What you need to do
What is needed is the number of lines below that contain the string "vendor", with no other text.

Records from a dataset
PR #3397, opened 2021-09-03
[PWA-962] Apollo V3 Cache Eviction

JustinConabreeAbsolunet:
## Description

Refactoring cache clearing of customer and cart data to use Apollo v3's `evict` and garbage cleaning.

## Related Issue

Closes [PWA-962](https://jira.corp.magento.com/browse/PWA-962)

## Acceptance

- Utilities for manual cache deletion are deprecated - deleteCacheEntry
- These calls are replaced by cache.evict(), targeting specific entries that need purged
- After checking out, all references to cart are no longer present in InMemory or persisted cache in localStorage
- After logging out, all references to cart and customer data are no longer present in InMemory or persisted cache in localStorage

- Sign-in as a customer
- Verify localStorage to see Apollo cache entries for customer data
- Add a new customer address (through checkout or through account)
- Add items to cart
- Verify cart data in localStorage
- Place order
- Entries for cart should be cleared (Cart will remain but with new ID)
- Sign out
- Entries for customer data should not longer be in cache

## Breaking Changes (if any)

Removed `deleteCacheEntry` file/function

## Checklist


packages/peregrine/lib/Apollo/clearCustomerDataFromCache.js
```diff
@@ -1,14 +1,26 @@
...
  *
  * @param {ApolloClient} client
  */
 export const clearCustomerDataFromCache = async client => {
-    await deleteCacheEntry(client, key => key.match(/^\$?Customer/i));
+    // Cached data
+    client.cache.evict({ id: 'Customer' });
+    // Remove createCustomerAddress which references newly created addresses, avoiding gc
+    client.cache.evict({
+        id: 'ROOT_MUTATION',
```
fooman, line 14: While we are changing caching behaviour just a heads up that a future version of apollo will automatically remove ROOT_MUTATION https://github.com/apollographql/apollo-client/blob/main/CHANGELOG.md#potentially-disruptive-changes - not sure if this is something we rely on.

pankhurigoel (commented):
Looks good to me.

jimbo (approved):
Looks good. 👍

packages/peregrine/lib/Apollo/clearCustomerDataFromCache.js
tjwiebell: This is great news, and would mean we can remove all the `@connection(key: "createCustomerAddress")` overrides we do to prevent sensitive data from leaking.

On that note, why was this needed @JustinConabreeAbsolunet? I see two operations that use the `createCustomerAddress` mutation, and they both have connection keys. Is this just being extra safe and removing any reference to "customer", even if it's not PII?

JustinConabreeAbsolunet: @tjwiebell Without this, if we create a new address and then sign out, the new CustomerAddress is kept in cache because the createCustomerAddress contains a ref to it. Since Apollo's garbage collection only deletes entries that have no other references (unreachable), we have to manually remove this in order for garbage collection to work.

To Fooman's point though, this can be removed once we move to V3.4 of Apollo since ROOT_MUTATION will be cleared automatically.

revanth0212 (changes requested):
Nice work @JustinConabreeAbsolunet . This PR is almost there, one small tiny tiny thing left though. Looks like we still have order details left in `ROOT MUTATION`. Everything else looks perfect.

image

JustinConabreeAbsolunet:
@revanth0212 I fixed the issue with `placeOrder` remaining in `ROOT_MUTATION`

revanth0212:
> @revanth0212 I fixed the issue with `placeOrder` remaining in `ROOT_MUTATION`

Were you able to verify the fix?

When I tried, the field seems to be in the cache.

image

revanth0212 (approved):

revanth0212:
Tagged it as a minor because there are no API changes and `deleteCacheEntry` which was removed in this PR is internal-only util.

PR #3399, opened 2021-09-03
PWA-1686: [bug]: fix quantity field warning

michaelyu0123:
-Added wrapper for informed useFieldState hook to suppress benign warning

RCA: Currently the way we are using informed libraries useFieldState will cause it to fire prior to the field being rendered due to the intention is for the field already rendered and then to add logic on top of the rendered input. This in effect actually will still work as intended as per https://github.com/joepuzzo/informed/issues/287 since it will just keep checking for it until the said field is rendered since it is made to be intentionally non-blocking.  As per conversion with @jimbo have decided to switch out the solution to suppress specific warning only on initial load since this was done intentionally to reduce code complexity and allow us to leverage the informed libraries react components.

As a fix I added a wrapper hook around the useFieldState hook to ignore this specific warning on initial render.

## Description

*Describe the bug*

This warning is spammed several times when you load a (product?) page:

!https://user-images.githubusercontent.com/1278869/116105745-38407700-a677-11eb-84ec-99d54bcbd3f7.png!

*To reproduce*

 1. Go to {{/default/night-out-collection.html}}
 2. Look at console warnings

*Expected behavior*

Should not see this warning in console.
h3. Acceptance Criteria
 * Visiting the product page does not cause warnings to be logged to the browser console
 * Root cause analysis: does this happen on all product pages? If not, why not?

h3. Test Plan
 1. Visit a PDP for each product type (simple, configurable, virtual, bundled)
 2. {{Bundled: /night-out-collection.html}}
 3. Open the browser console and verify that no warnings of the above type appear

## Related Issue

Closes [PWA-1686](https://jira.corp.magento.com/browse/PWA-1686)

## Checklist


pankhurigoel (approved):
Looks good to me.

larsroettig (approved):

PR #3407, opened 2021-09-08
[PWA-1909] Fix CSS Module source maps

### LINKED ISSUE #3294: [Issue] [FEATURE] Improve className format during development
This issue is automatically created based on existing pull request: magento/pwa-studio#3293: [FEATURE] Improve className format during development

---------
## Description
When in development finding where a component is located should be as easy as possible. When inspecting an element identifying a component by it's classname is a easy way to do so hence I improved the classname by adding the path to the file where the component is located.

## Related Issue

Closes #Didnt create one.

## Verification Steps

- pull this pr
- start the watcher
- open the chrome devtools and notice the classnames now point to the actual file in a more explicit format
- close the watcher and start the stage version of the storefront, note that the classes are **not** pointing to the file structure

tjwiebell:
## Description

When in development finding where a component is located should be as easy as possible. When inspecting an element identifying a component by it's classname is a easy way to do so hence I improved the classname by adding the path to the file where the component is located.

## Implementation Note
This is a proposed alternative to changing class names in development mode. This PR fixes source maps, and if you correctly setup workspaces in DevTools, you can live edit CSS from the browser. Hot reloading does seem to be triggering full reload on CSS changes right now, but that appears to be an existing issue not introduced by this change.

There is still a development need to have component handles that aren't as fragile as class names, but we need to think more broadly about their applicable use.
- Testing - Cypress could definitely use some `data-testID` handles so selectors are less fragile.
- Extensibility - We would like a solid API for targeting venia-ui components, and relying on class names would again be too fragile to support until the project starts maintaining longer term releases. Re-using the data attribute method, we could add `data-venia-handle` ids on component that will strictly follow semver, and only be used at compilation.

I think source maps will solve your immediate need while we design a data attribute component handle proposal for longer term use.

## Related Issue

* [[PWA-1909](https://jira.corp.magento.com/browse/PWA-1909)] [Issue] [FEATURE] Improve className format during development
* Closes #3293 
* Closes #3294

1. `yarn watch:venia` and open DevTools. Verify that css classes are now source mapped.

source-map-demo mov

## Checklist


michaelyu0123 (approved):

michaelyu0123:
lgtm

larsroettig (approved):
LGTM @tjwiebell nice job #kudos

jimbo (approved):

JustinConabreeAbsolunet:
QA Approved! Sourcemap works in watch (all or venia), and stripped in production

PR #3410, opened 2021-09-09
[PWA-1704] UPWARD static content race condition

JustinConabreeAbsolunet:
## Description

Refactoring UPWARD JS plugin to resolve assets and configurations sequentially, instead of in parallel. This was causing a race condition which outputs different content from build to build.
Also changed the asset mapping to only take the overriden value when two configurations with the same configuration path are present.

## Related Issue

Closes [PWA-1704](https://jira.corp.magento.com/browse/PWA-1704)

### Verification Stakeholders

@supernova-at @jimbo 

**Replace venia-static**
- Scaffold a new app (with create-pwa)
- Create a `venia-static` folder in the app and add a couple of test files
- Add the following to the upward.yml
```
veniaStaticIncludes:
  resolver: directory
  directory:
    resolver: inline
    inline: './venia-static'
```
- Run `yarn build:prod`
- Validate that `dist/venia-static` only contains the test files, not the base files from venia (folder is overriden)

**Change venia-static to custom-static**
- Create a `custom-static` folder in the app and add a couple of test files
- Add the following to the upward.yml
```
veniaStaticIncludes:
  resolver: directory
  directory:
    resolver: inline
    inline: './custom-static'
```
- Run `yarn build:prod`
- Validate that `dist/custom-static` is present, and `dist/venia-static` is not

## Breaking Changes (if any)

Overriden static asset configurations now only take the overriden value, instead of both.

## Checklist


larsroettig (approved):
LGTM

zetlen (approved):
LGTM. Went over the change with @JustinConabreeAbsolunet and confirmed that this is the sane way for the plugin to work. Thanks Justin!

PR #3412, opened 2021-09-13
PWA-2071: Markup updates to improve SEO and Accessibility

larsroettig:
## Description

As a merchant, I want Venia to demonstrate the best practice implementation that scores 100 at Google Lighthouse for SEO, Accessibility and Best practices *so that* I have confidence in choosing PWA solution from Adobe Commerce and don't need to invest my own resources in customizations associated with this area. Venia should deliver this out of the box.

*Acceptance Criteria*
 * Lighthouse does not report the "Heading elements are not in a sequentially-descending order" error
 ** This error occurs on the Category Page (Follow Us in footer) and on the Product Page for configurable products (option headings)
 ** Follow the guidance here: [https://web.dev/heading-order/]
 * Lighthouse does not report the "Buttons do not have an accessible name" error
 ** This error occurs on the product tiles. The product thumbnail images are actually buttons.
 ** Follow the guidance here: [https://web.dev/button-name/]
 ** Also, we've been looking for a way to introduce [react-aria|https://react-spectrum.adobe.com/react-aria/] to the project and this scope may be perfect for it. Implement their [useButton|https://react-spectrum.adobe.com/react-aria/useButton.html] hook here.

## Related Issue

Closes PWA-2071

## Checklist


pankhurigoel (approved):
Looks good to me.

mikhaelbois:
@larsroettig 
Still getting the "Buttons do not have an accessible name" error on thumbnail buttons. ❌ 
https://pr-3412.pwa-venia.com/carina-cardigan.html
image

But the "Heading elements are not in a sequentially-descending order" error is gone. ✅ 

The "[aria-*] attributes do not match their roles" error linked to some icons is currently being corrected in another task.

JustinConabreeAbsolunet:
QA Smoke test passes (outstanding issue Mikhael pointed out is fixed). Core member will need to run Cypress/MFTF

image

mikhaelbois:
Got the following error in MFTF.
```
vendor/bin/mftf run:test GuestIsAbleToAccessCategories -r
...
[goToCategoryViaMegaMenu] ClickOnMegaMenuSubCategory
 I wait for pwa element visible "//div[contains(@class, 'megaMenuItem-meg...",60
  [waitForCategoryToLoad] wait for pwa element visible "//div[contains(@class, 'megaMenuItem-megaMenuItem-')]/a[contains(text(), 'Accessories')]",60
 I move mouse over "//div[contains(@class, 'megaMenuItem-megaMenuItem-')]/a[..."
  [hoverMouse] move mouse over "//div[contains(@class, 'megaMenuItem-megaMenuItem-')]/a[contains(text(), 'Accessories')]"
 I wait for pwa element visible "//div[contains(@class, 'submenu-submenuI...",60
  [waitForSubCategoryToLoad] wait for pwa element visible "//div[contains(@class, 'submenu-submenuItems-')]//h3[contains(text(), 'Belts')]",60
 ERROR
```
Got the following fail in MFTF.
```
vendor/bin/mftf run:test VerifySearchFunctionality -r
...
[assertNoSearchedResults] AssertNoSearchResults
 I wait for pwa element visible "div[class^='main-page-']",60
  [waitForSearchItemToLoad1] wait for pwa element visible "div[class^='main-page-']",60
 I see "No results found!"
  [seeNoResultsAreDisplayed] see "No results found!"
 FAIL
```

mikhaelbois:
New MFTF PR to update `GuestIsAbleToAccessCategories` test.
https://github.com/magento-untitled-geese/pwa-tests/pull/1

packages/venia-ui/lib/components/ProductImageCarousel/thumbnail.js
```diff
@@ -66,13 +66,14 @@ const Thumbnail = props => {
     }, [file, isDesktop, label, classes.image]);
 
     return (
-        <button
+        <span
             className={isActive ? classes.rootSelected : classes.root}
             onClick={handleClick}
             type="button"
+            aria-hidden="true"
```
JustinConabreeAbsolunet, line 73: Why aria-hidden?
Can't we just make this an AriaButton with an aria label like the others?

JustinConabreeAbsolunet (changes requested):

packages/venia-ui/lib/components/ProductImageCarousel/thumbnail.js
mikhaelbois: From my understanding, we are using `aria-hidden="true"` to prevent any accessibility interactions.
So it wouldn't be useful to use AriaButton here.

https://developer.mozilla.org/en-US/docs/Web/Accessibility/ARIA/ARIA_Techniques/Using_the_aria-hidden_attribute

Also, it was transformed to a `span` since we shouldn't be using `aria-hidden` on focusable elements.

However, it shouldn't be `type="button"` but `role="button"` in this case. I will do the update.

mikhaelbois: Also, it might be useful to move the AriaButton component to the root so we can use it elsewhere.
Or maybe use it for every Button?

tjwiebell (approved):
Re-approving after mainline merge since original reviewer is out today

PR #3422, opened 2021-09-17
Added local URL support for cypress in docker

revanth0212:
## Description

Updates the cypress headless tests script to work with local Magento instances. In the previous solution, we had only worked with fully quantified URLs, like the PR instance URLs because they are publicly deployed on the internet. But the local instances are local to your machine and docker when it runs a container creates its own network which is detached from the host machine network. That's the reason why cypress when it runs on docker works to be able to resolve a local app server to run tests on.

This PR solves the problem by handling local URLs differently.

## Related Issue

PWA-2144

### Verification Stakeholders

@sharkySharks 

## Verification Steps

1. Checkout the branch
2. Run `yarn test:headless <local instance URL>` - All tests should run but you can stop after 1 test success, no need to run all
3. Run `yarn test:headless https://develop.pwa-venia.com` - All tests should run but you can stop after 1 test success, no need to run all

**_Note: To stop testing in between, open another terminal and run `docker ps` to get the ID and `docker kill <ID>` to kill the container._**

None

## Breaking Changes (if any)

None

## Checklist


larsroettig (approved):

venia-integration-tests/run-tests
```diff
@@ -17,5 +17,18 @@ PR_INSTANCE_URL=$1
 # collect update screenshots flag
 UPDATE_SCREENSHOTS=${2:-false}
 
-# run cypress tests and remove the container once done
-docker run --rm -v $PWD:/venia-integration-tests -w /venia-integration-tests --entrypoint=cypress cypress/included:8.3.1 run --browser chrome --config baseUrl=$PR_INSTANCE_URL,screenshotOnRunFailure=false --config-file cypress.config.json --env updateSnapshots=$UPDATE_SCREENSHOTS --headless
+# see if its a local instance or a pr instance
+PORT="$(echo $1 | sed -e 's,^.*:,:,g' -e 's,.*:\([0-9]*\).*,\1,g' -e 's,[^0-9],,g')"
```
fooman, line 21: Seems a bit of a stretch to assume simply because it has a PORT number for it to be local. Can't we just add
`USE_DOCKER_NETWORK=${3:-false}`
or 
`IS_LOCAL=${3:-false}`

revanth0212: This solution is built for apps built with buildpack which has a port while developing locally. You are right though buddy, I thought about adding a new arg since the second arg is already an optional arg I figured its easy to not ask for it 😅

Output for this exercise
2